The response must contain every line of the records that follow, duplicated exactly.

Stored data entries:

--------

PR #1277, opened 2026-05-26
✨ Validate path params and query strings with zod schemas

williamchong:
Extend zod validation from request bodies to path params and query strings across the arweave, likerland, likernft/book, plus, users and wallet surfaces. Adds validateParams to every route with a path param, and validateQuery where it tightens input the handler did not already guard.

Query schemas use .passthrough() and keep handler-guarded fields optional so existing error responses are preserved; priceIndex path segments are coerced to non-negative integers.


nwingt (approved):

nwingt:
@prayrequest

PR #1286, opened 2026-05-29
✨ Handle publisher object with description in book metadata

williamchong:
Publisher metadata can now be a { name, description } object like author. Add getNameFromMetadata helper and extract the publisher name for Stripe product metadata, Meta catalog brand, and Airtable.


nwingt (approved):

williamchong:
@prayrequest

PR #1297, opened 2026-06-04
[TAS-5912] ✨ Accrue Plus subscription daily value for reading revenue share

williamchong:
Compute a per-day value for each active non-trial Plus term — the funding basis for the upcoming reading-library revenue-share pool. dailyValue divides the actual net charge by the real term length (accurate to the day), so the early/beta/full price tiers and the monthly/yearly discount are captured without a price table.

Wired into both providers: Stripe invoices (in the invoice currency) and RevenueCat purchases/renewals (in USD, RevenueCat's normalized price). Trials contribute 0. Stored on the likerPlus record as dailyValue/dailyValueCurrency.

### DIFF
--- a/test/unit/plus-revenue-share.test.ts
+++ b/test/unit/plus-revenue-share.test.ts
@@ -1,0 +1,68 @@
+import { describe, it, expect } from 'vitest';
+import { ONE_DAY_IN_MS } from '../../src/constant';
+import { calculatePlusDailyValue } from '../../src/util/api/plus/revenueShare';
+
+const monthStart = Date.UTC(2026, 0, 1);
+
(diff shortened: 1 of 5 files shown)


test/unit/plus-revenue-share.test.ts
```diff
@@ -0,0 +1,65 @@
+import { describe, it, expect } from 'vitest';
+import { calculatePlusDailyValue } from '../../src/util/api/plus/revenueShare';
+
+const ONE_DAY = 86400000;
```
nwingt: reuse ONE_DAY_IN_MS?

nwingt (approved):

PR #1304, opened 2026-06-09
🔒️ Filter PII from unauthenticated EVM migrate lookup

williamchong:
The /wallet/evm/migrate/user/addr/:likeWallet endpoint returned the raw user doc (email, Stripe customerId/subscriptionId) without auth. Wrap likerIdInfo in filterUserDataMin so only public-safe fields leave, matching /users/addr/:addr/min.

Special thanks to @codevispera (Vincent C. from CodeVispera) for responsibly disclosing the high-severity unauthenticated PII issue addressed in this PR. Their professional report allowed us to identify and patch the vulnerability on the exact same day. Appreciate their efforts in helping us keep the platform secure.

### DIFF
--- a/src/routes/wallet/index.ts
+++ b/src/routes/wallet/index.ts
@@ -26,7 +26,9 @@ import {
 import { validateBody, validateParams } from '../../middleware/validate';
 import publisher from '../../util/gcloudPub';
 import { PUBSUB_TOPIC_MISC } from '../../constant';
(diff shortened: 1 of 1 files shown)


williamchong:
Just wanted to add a public note of thanks to @codevispera for the responsible disclosure that led to this fix, which allowed us to get this patched on the same day. 

Appreciate the professionalism and help in securing the ecosystem.

PR #1333, opened 2026-06-17
🐛 Tolerate legacy partial entries in affiliate config response

williamchong:
## Problem

`GET /plus/affiliate/:likerId` was 500ing with `RESPONSE_SCHEMA_MISMATCH` on real data:

```
RESPONSE_SCHEMA_MISMATCH: [{"code":"invalid_type","expected":"string","received":"undefined","path":["giftBooks",1,"classId"],"message":"Required"}]
```

Legacy/partial affiliate records in Firestore can hold gift books without a `classId`, or custom voices missing required string fields (`id`, `name`, `providerVoiceId`). The response schema required those fields, so a **single** malformed entry failed validation in `sendValidatedJSON` and took down the entire endpoint — not just the bad entry.

## Fix

Support the legacy data instead of dropping it: make those fields `.optional()` in `AffiliateGiftBookSchema` / `AffiliateCustomVoiceSchema` so partial entries pass response validation and are forwarded as-is.

- `priceIndex` stays required — the response builder always coerces it with `|| 0`, so the validated response always has a number.
- These schemas are `z.infer` sources for `AffiliateConfig` / `AffiliateGiftBook` / `AffiliateCustomVoice`, so the inferred types widen in lockstep. The only internal consumer that needed adjusting is the promo-voice mapping in `cart.ts`, which now filters out voices with no `name`.

## Consumer compatibility

The `3ook-com` BFF already tolerates partial upstream data — it types `customVoices` as `Partial<AffiliateCustomVoice>[]` and runtime-filters both arrays (`isValidCustomVoice`; `classId` presence for gift books). It keeps what it can render and ignores the rest, so forwarding legacy entries is safe end-to-end.

## Changes

- `src/util/api/plus/schemas.ts` — widen affiliate gift-book / custom-voice fields to optional
- `src/util/api/likernft/book/cart.ts` — guard promo-voice mapping against the now-optional `name`

### DIFF
--- a/src/util/api/likernft/book/cart.ts
+++ b/src/util/api/likernft/book/cart.ts
@@ -517,10 +517,12 @@ export async function processNFTBookCart(
           promoOwnerDisplayName = ownerLikerInfo.displayName;
           const ownerAffiliateConfig = ownerInfo?.bookUserInfo?.affiliateConfig;
           if (ownerAffiliateConfig?.active && ownerAffiliateConfig.customVoices?.length) {
-            promoOwnerVoices = ownerAffiliateConfig.customVoices.map((v) => ({
-              name: v.name,
-              language: v.language,
-            }));
+            promoOwnerVoices = ownerAffiliateConfig.customVoices
+              .filter((v): v is typeof v & { name: string } => !!v.name)
+              .map((v) => ({
+                name: v.name,
+                language: v.language,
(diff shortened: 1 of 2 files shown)


nwingt (approved):

williamchong:
@nwingt please review again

--------

**Problem solution**
PR #1277, opened 2026-05-26
✨ Validate path params and query strings with zod schemas

williamchong:
Extend zod validation from request bodies to path params and query strings across the arweave, likerland, likernft/book, plus, users and wallet surfaces. Adds validateParams to every route with a path param, and validateQuery where it tightens input the handler did not already guard.

Query schemas use .passthrough() and keep handler-guarded fields optional so existing error responses are preserved; priceIndex path segments are coerced to non-negative integers.


nwingt (approved):

nwingt:
@prayrequest

PR #1286, opened 2026-05-29
✨ Handle publisher object with description in book metadata

williamchong:
Publisher metadata can now be a { name, description } object like author. Add getNameFromMetadata helper and extract the publisher name for Stripe product metadata, Meta catalog brand, and Airtable.


nwingt (approved):

williamchong:
@prayrequest

PR #1297, opened 2026-06-04
[TAS-5912] ✨ Accrue Plus subscription daily value for reading revenue share

williamchong:
Compute a per-day value for each active non-trial Plus term — the funding basis for the upcoming reading-library revenue-share pool. dailyValue divides the actual net charge by the real term length (accurate to the day), so the early/beta/full price tiers and the monthly/yearly discount are captured without a price table.

Wired into both providers: Stripe invoices (in the invoice currency) and RevenueCat purchases/renewals (in USD, RevenueCat's normalized price). Trials contribute 0. Stored on the likerPlus record as dailyValue/dailyValueCurrency.

### DIFF
--- a/test/unit/plus-revenue-share.test.ts
+++ b/test/unit/plus-revenue-share.test.ts
@@ -1,0 +1,68 @@
+import { describe, it, expect } from 'vitest';
+import { ONE_DAY_IN_MS } from '../../src/constant';
+import { calculatePlusDailyValue } from '../../src/util/api/plus/revenueShare';
+
+const monthStart = Date.UTC(2026, 0, 1);
+
(diff shortened: 1 of 5 files shown)


test/unit/plus-revenue-share.test.ts
```diff
@@ -0,0 +1,65 @@
+import { describe, it, expect } from 'vitest';
+import { calculatePlusDailyValue } from '../../src/util/api/plus/revenueShare';
+
+const ONE_DAY = 86400000;
```
nwingt: reuse ONE_DAY_IN_MS?

nwingt (approved):

PR #1304, opened 2026-06-09
🔒️ Filter PII from unauthenticated EVM migrate lookup

williamchong:
The /wallet/evm/migrate/user/addr/:likeWallet endpoint returned the raw user doc (email, Stripe customerId/subscriptionId) without auth. Wrap likerIdInfo in filterUserDataMin so only public-safe fields leave, matching /users/addr/:addr/min.

Special thanks to @codevispera (Vincent C. from CodeVispera) for responsibly disclosing the high-severity unauthenticated PII issue addressed in this PR. Their professional report allowed us to identify and patch the vulnerability on the exact same day. Appreciate their efforts in helping us keep the platform secure.

### DIFF
--- a/src/routes/wallet/index.ts
+++ b/src/routes/wallet/index.ts
@@ -26,7 +26,9 @@ import {
 import { validateBody, validateParams } from '../../middleware/validate';
 import publisher from '../../util/gcloudPub';
 import { PUBSUB_TOPIC_MISC } from '../../constant';
(diff shortened: 1 of 1 files shown)


williamchong:
Just wanted to add a public note of thanks to @codevispera for the responsible disclosure that led to this fix, which allowed us to get this patched on the same day. 

Appreciate the professionalism and help in securing the ecosystem.

PR #1333, opened 2026-06-17
🐛 Tolerate legacy partial entries in affiliate config response

williamchong:
## Problem

`GET /plus/affiliate/:likerId` was 500ing with `RESPONSE_SCHEMA_MISMATCH` on real data:

```
RESPONSE_SCHEMA_MISMATCH: [{"code":"invalid_type","expected":"string","received":"undefined","path":["giftBooks",1,"classId"],"message":"Required"}]
```

Legacy/partial affiliate records in Firestore can hold gift books without a `classId`, or custom voices missing required string fields (`id`, `name`, `providerVoiceId`). The response schema required those fields, so a **single** malformed entry failed validation in `sendValidatedJSON` and took down the entire endpoint — not just the bad entry.

## Fix

Support the legacy data instead of dropping it: make those fields `.optional()` in `AffiliateGiftBookSchema` / `AffiliateCustomVoiceSchema` so partial entries pass response validation and are forwarded as-is.

- `priceIndex` stays required — the response builder always coerces it with `|| 0`, so the validated response always has a number.
- These schemas are `z.infer` sources for `AffiliateConfig` / `AffiliateGiftBook` / `AffiliateCustomVoice`, so the inferred types widen in lockstep. The only internal consumer that needed adjusting is the promo-voice mapping in `cart.ts`, which now filters out voices with no `name`.

## Consumer compatibility

The `3ook-com` BFF already tolerates partial upstream data — it types `customVoices` as `Partial<AffiliateCustomVoice>[]` and runtime-filters both arrays (`isValidCustomVoice`; `classId` presence for gift books). It keeps what it can render and ignores the rest, so forwarding legacy entries is safe end-to-end.

## Changes

- `src/util/api/plus/schemas.ts` — widen affiliate gift-book / custom-voice fields to optional
- `src/util/api/likernft/book/cart.ts` — guard promo-voice mapping against the now-optional `name`

### DIFF
--- a/src/util/api/likernft/book/cart.ts
+++ b/src/util/api/likernft/book/cart.ts
@@ -517,10 +517,12 @@ export async function processNFTBookCart(
           promoOwnerDisplayName = ownerLikerInfo.displayName;
           const ownerAffiliateConfig = ownerInfo?.bookUserInfo?.affiliateConfig;
           if (ownerAffiliateConfig?.active && ownerAffiliateConfig.customVoices?.length) {
-            promoOwnerVoices = ownerAffiliateConfig.customVoices.map((v) => ({
-              name: v.name,
-              language: v.language,
-            }));
+            promoOwnerVoices = ownerAffiliateConfig.customVoices
+              .filter((v): v is typeof v & { name: string } => !!v.name)
+              .map((v) => ({
+                name: v.name,
+                language: v.language,
(diff shortened: 1 of 2 files shown)


nwingt (approved):

williamchong:
@nwingt please review again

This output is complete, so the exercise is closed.